* WORK ORDER *
Read through the listing below, and copy every line where the string "length" appears.

Top of LISTED RECORDS

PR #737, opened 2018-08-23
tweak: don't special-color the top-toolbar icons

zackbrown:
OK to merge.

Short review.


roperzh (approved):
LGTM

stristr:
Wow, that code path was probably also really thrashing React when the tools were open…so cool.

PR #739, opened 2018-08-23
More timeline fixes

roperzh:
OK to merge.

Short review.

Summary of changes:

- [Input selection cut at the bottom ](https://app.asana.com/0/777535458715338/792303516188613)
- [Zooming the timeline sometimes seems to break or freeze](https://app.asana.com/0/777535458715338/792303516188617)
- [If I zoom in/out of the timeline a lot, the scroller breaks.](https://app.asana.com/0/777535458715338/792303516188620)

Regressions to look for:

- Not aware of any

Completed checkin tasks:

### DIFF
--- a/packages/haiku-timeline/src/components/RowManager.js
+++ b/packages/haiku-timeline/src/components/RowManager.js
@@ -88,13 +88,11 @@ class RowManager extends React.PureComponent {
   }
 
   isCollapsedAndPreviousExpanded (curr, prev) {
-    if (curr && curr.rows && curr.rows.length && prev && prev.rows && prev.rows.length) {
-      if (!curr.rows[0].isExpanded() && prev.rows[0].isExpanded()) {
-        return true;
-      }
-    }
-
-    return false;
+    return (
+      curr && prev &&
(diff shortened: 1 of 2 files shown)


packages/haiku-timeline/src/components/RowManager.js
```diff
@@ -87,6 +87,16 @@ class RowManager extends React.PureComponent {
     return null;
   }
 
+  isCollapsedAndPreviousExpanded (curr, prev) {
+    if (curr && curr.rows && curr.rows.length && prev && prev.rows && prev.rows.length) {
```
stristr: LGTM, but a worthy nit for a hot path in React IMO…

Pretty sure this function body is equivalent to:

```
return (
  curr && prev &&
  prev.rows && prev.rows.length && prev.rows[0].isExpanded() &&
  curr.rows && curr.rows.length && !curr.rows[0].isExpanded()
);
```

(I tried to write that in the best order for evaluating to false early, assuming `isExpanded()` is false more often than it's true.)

Bottom of LISTED RECORDS
Top of LISTED RECORDS

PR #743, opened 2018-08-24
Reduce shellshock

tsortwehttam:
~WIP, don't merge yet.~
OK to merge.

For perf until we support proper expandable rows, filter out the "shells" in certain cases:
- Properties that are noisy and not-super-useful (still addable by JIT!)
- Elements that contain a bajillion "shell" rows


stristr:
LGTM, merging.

Bottom of LISTED RECORDS

* REPLY *
-    if (curr && curr.rows && curr.rows.length && prev && prev.rows && prev.rows.length) {
+    if (curr && curr.rows && curr.rows.length && prev && prev.rows && prev.rows.length) {
  prev.rows && prev.rows.length && prev.rows[0].isExpanded() &&
  curr.rows && curr.rows.length && !curr.rows[0].isExpanded()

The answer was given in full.